_Exercise objective_
Gather every line in the records below that contains the word "Individual".

== Segment start ==

Issue #1117, opened 2025-05-02
[Refactor] Initialize UI handlers dynamically


MokaStitcher:
Currently all UI Handlers are initialized on startup and always stay in memory, even if most handlers are rarely if ever used.

The most basic system would be to have a list of handlers that should stay in memory because they are often used (message, option select, confirm, menu, fight, command, settings?), and have others handlers initialized only when needed, then destroyed

PR #1119, opened 2025-05-02
[Refactor] Make UI's handler list private

### LINKED ISSUE #1114: [Refactor] Make UI's handlers list private
Currently the list of handlers managed by the UI is available publicly, and accessed directly by some parts of the code.
This is a bad pattern and is a problem for moving away from having all handlers in memory at all times

The following entities call directly `ui.handlers`, which should be replaced:
- [x] SummaryUiHandler
- [x] InputsController
- [x] CommandPhase
- [x] Tests:
   - [x] ME Test utils
   - [x] Each Individual ME Test
   - [x] SelectModifierPhase Test

MokaStitcher:

N/A

More preparation for #1117
Fixes #1114 tldr. The ui's handlers list shouldn't be public

- Command Phase: Moved the cursor reset to the CommandUiHandler
- InputsController: Replaced the direct calls to the gamepad and keyboard handlers with events
- SummaryUiHandler: Add a `fromPartyMenu` parameter to replace fetching the handlers list

Tests:
- ME test utils:
   - Removed unnecessary `onNextPrompt`s from `runSelectMysteryEncounterOption` which were clogging the prompt handler queue, preventing subsequent prompt handlers from running
   - Replaced accessing the uiHandlers directly by `onNextPrompt`s in `handleSecondaryOptionSelect`
- Individual tests:
   - Replaced accessing the uiHandlers directly by `onNextPrompt`s in Clowning Around test. This required clearing out the current list of prompt handlers to ensure those new ones run. This is not ideal, but was already done in another test (Bug Type Superfan) and refactoring the test prompt handlers is beyond the scope of this PR.
   - Other modified tests were searching through the handlers list for the `ModifierSelectUiHandler` instead of simply calling `ui.get(Current)Handler()`

<sub> will make a separate PR to rename `getHandler` to `getCurrentHandler`, to clarify its meaning

## How to test the changes?

Run the game
- Play with a controller, then open the settings, the controller tab should be initialized
- Play a few waves, making sure the cursor still resets to `Fight` each wave, but not each turn
- Access the Pokemon Summary from various places (party screen, catching a mon, learning a move, ...)

## Checklist


test/mystery-encounter/encounter-test-utils.ts
```diff
@@ -150,40 +123,48 @@ export async function runSelectMysteryEncounterOption(
   }
 }
 
+/**
+ * @param game - The {@linkcode GameManager}.
+ * @param pokemonNo - The Pokemon to select, from 1 to 6.
+ * @param optionNo - (Optional) If the Pokemon selection is followed by another menu,
```
Tempo-anon: nit: not a fan of `No` as an abbreviation for number as that can be confusing. Maybe `pokemonNum` or `pokemonSlot` and `defaultOptionNum`?

Tempo-anon (dismissed):

test/mystery-encounter/encounter-test-utils.ts
MokaStitcher: I initially changed it to Index before realizing it wasn't starting at 0, so just rolled it back since I couldn't find a great name. Agree that "No" is confusing :')
I like slot

flx-sta: I think `No` is fine, as it's the official abbreviation. But I'd also go with `Slot`. `Num` is probably my least favorite, still fine though

src/@types/Settings.ts
```diff
@@ -119,3 +119,5 @@ export interface SettingsUpdateEventArgs {
 }
 
 export type SettingsEvent = "settings/updated" | "settings/update/failed" | "settings/saved";
+
+export type ControlsEvent = "keyboard/init" | "gamepad/init";
```
flx-sta: This type should be moved into it's own file.
Probably called `Controls.ts` as it has strictly nothing  to do with Settings.

src/inputs-controller.ts
flx-sta, line 1: Instead of having to add two new `emitInitEvent` parameters we should consider restructuring the calls to better fit the event-driven approach.
e.g. `setupGamePad()` should probably not call `setChosenGamepad`, but instead call all the involved methods separately
```ts
    this.deactivatePressedKey();
    this.initChosenGamepad(gamepad);
    eventBus.emit("gamepad/init");
```
Although I'm wondering if `deactivatePressedKey` is even necessary to call there.

----

An alternative approach would be to have some kind of logic that knows if the gamepad was already initialized and only emit the event if not yet.

MokaStitcher: This whole controls things is a whole can of spaghetti, definitely not the scope of this PR to fix
It needs a full refactor

src/@types/Settings.ts
MokaStitcher: Both of these are called by and used for settings but sure

flx-sta: I know but technically it's not bound to settings. The controls can also "live" without settings, right?

test/mystery-encounter/encounter-test-utils.ts
MokaStitcher: updated `pokemonNo` to `partySlot` (I'm pretty sure we're using that in other places) and `optionNo` to `optionNumber` (no need for an abbreviation, especially since optionNo can be interpreted at a glance as the no option in a menu or something)

src/@types/Settings.ts
MokaStitcher: moved it and renamed it InputsEvent

src/inputs-controller.ts
flx-sta: Follow up EPIC created #1121

flx-sta (approved):

Tempo-anon (approved):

== Segment end ==

_The completed task_
   - [x] Each Individual ME Test
- Individual tests:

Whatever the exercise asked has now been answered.